**Supplied material**.
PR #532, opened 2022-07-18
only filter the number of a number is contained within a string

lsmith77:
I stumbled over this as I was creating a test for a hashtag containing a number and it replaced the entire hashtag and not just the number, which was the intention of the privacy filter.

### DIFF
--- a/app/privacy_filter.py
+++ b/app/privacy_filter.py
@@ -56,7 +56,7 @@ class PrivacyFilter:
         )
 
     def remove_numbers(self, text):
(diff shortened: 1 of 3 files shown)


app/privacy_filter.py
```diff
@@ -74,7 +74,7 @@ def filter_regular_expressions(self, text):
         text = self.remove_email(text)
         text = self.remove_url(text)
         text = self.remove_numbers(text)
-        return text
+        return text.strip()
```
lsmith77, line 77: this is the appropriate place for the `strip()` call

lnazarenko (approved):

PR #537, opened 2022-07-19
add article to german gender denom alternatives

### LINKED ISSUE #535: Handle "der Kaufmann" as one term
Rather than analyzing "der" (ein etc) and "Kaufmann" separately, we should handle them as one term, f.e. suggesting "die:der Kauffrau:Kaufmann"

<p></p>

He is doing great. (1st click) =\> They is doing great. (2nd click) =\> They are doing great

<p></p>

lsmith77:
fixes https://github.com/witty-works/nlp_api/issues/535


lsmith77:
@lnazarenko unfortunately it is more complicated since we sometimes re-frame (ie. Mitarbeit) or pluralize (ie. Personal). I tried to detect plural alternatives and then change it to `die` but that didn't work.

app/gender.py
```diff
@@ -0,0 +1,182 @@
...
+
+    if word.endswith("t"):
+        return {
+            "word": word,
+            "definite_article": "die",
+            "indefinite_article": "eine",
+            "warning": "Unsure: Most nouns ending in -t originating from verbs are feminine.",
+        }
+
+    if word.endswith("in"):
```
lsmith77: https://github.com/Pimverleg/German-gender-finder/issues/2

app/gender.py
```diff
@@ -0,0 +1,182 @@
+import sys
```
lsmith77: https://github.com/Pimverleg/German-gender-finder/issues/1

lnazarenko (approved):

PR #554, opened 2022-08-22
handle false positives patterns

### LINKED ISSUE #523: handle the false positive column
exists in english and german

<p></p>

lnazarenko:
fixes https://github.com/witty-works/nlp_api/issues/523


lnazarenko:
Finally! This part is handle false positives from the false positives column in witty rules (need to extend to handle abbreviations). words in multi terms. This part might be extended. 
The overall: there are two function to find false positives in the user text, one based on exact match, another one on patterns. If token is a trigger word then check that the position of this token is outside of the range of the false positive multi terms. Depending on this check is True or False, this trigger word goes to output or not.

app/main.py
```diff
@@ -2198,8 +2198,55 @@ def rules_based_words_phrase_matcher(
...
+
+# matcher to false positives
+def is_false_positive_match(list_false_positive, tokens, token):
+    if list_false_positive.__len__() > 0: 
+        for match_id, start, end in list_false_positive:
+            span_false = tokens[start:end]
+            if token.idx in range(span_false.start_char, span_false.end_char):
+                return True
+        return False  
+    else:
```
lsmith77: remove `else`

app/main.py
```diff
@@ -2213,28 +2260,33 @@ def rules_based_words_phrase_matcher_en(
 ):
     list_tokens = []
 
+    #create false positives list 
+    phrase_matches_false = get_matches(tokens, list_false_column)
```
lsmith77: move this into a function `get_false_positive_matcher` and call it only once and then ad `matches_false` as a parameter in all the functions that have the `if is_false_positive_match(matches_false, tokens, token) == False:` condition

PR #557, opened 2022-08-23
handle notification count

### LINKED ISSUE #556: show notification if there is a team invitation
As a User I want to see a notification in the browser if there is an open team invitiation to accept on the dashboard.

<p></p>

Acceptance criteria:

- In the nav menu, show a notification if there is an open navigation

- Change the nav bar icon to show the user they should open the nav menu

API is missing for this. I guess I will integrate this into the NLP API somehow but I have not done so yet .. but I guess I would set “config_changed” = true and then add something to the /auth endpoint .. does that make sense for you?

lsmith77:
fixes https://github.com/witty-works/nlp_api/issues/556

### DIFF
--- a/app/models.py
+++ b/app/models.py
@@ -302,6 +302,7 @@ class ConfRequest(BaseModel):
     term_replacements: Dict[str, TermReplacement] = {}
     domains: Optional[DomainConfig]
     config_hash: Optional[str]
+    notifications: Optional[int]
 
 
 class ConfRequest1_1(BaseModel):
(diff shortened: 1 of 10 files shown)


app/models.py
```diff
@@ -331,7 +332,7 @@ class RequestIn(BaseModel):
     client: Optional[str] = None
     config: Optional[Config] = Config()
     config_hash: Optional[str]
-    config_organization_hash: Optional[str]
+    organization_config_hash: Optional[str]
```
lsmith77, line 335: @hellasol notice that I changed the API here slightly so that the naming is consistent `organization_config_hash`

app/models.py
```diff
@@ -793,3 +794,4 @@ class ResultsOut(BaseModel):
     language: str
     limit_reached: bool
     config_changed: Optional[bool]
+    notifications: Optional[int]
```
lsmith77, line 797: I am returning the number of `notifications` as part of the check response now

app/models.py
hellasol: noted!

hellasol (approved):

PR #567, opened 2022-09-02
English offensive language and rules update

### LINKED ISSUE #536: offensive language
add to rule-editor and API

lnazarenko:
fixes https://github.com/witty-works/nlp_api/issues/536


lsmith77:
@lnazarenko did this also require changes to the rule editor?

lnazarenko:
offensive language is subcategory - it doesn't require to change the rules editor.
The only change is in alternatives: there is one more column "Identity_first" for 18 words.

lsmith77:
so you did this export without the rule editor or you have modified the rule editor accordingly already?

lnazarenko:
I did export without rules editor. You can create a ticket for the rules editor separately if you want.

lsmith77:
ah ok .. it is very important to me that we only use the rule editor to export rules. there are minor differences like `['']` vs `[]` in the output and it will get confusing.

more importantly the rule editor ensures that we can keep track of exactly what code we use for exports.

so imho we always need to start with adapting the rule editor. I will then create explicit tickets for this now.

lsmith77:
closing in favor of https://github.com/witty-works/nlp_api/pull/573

**Exercise**. Exact lines only, please: output the listing from the first line to the line with "fixes https://github.com/witty-works/nlp_api/issues/535", both included.

**Answer to the problem**.
PR #532, opened 2022-07-18
only filter the number of a number is contained within a string

lsmith77:
I stumbled over this as I was creating a test for a hashtag containing a number and it replaced the entire hashtag and not just the number, which was the intention of the privacy filter.

### DIFF
--- a/app/privacy_filter.py
+++ b/app/privacy_filter.py
@@ -56,7 +56,7 @@ class PrivacyFilter:
         )
 
     def remove_numbers(self, text):
(diff shortened: 1 of 3 files shown)


app/privacy_filter.py
```diff
@@ -74,7 +74,7 @@ def filter_regular_expressions(self, text):
         text = self.remove_email(text)
         text = self.remove_url(text)
         text = self.remove_numbers(text)
-        return text
+        return text.strip()
```
lsmith77, line 77: this is the appropriate place for the `strip()` call

lnazarenko (approved):

PR #537, opened 2022-07-19
add article to german gender denom alternatives

### LINKED ISSUE #535: Handle "der Kaufmann" as one term
Rather than analyzing "der" (ein etc) and "Kaufmann" separately, we should handle them as one term, f.e. suggesting "die:der Kauffrau:Kaufmann"

<p></p>

He is doing great. (1st click) =\> They is doing great. (2nd click) =\> They are doing great

<p></p>

lsmith77:
fixes https://github.com/witty-works/nlp_api/issues/535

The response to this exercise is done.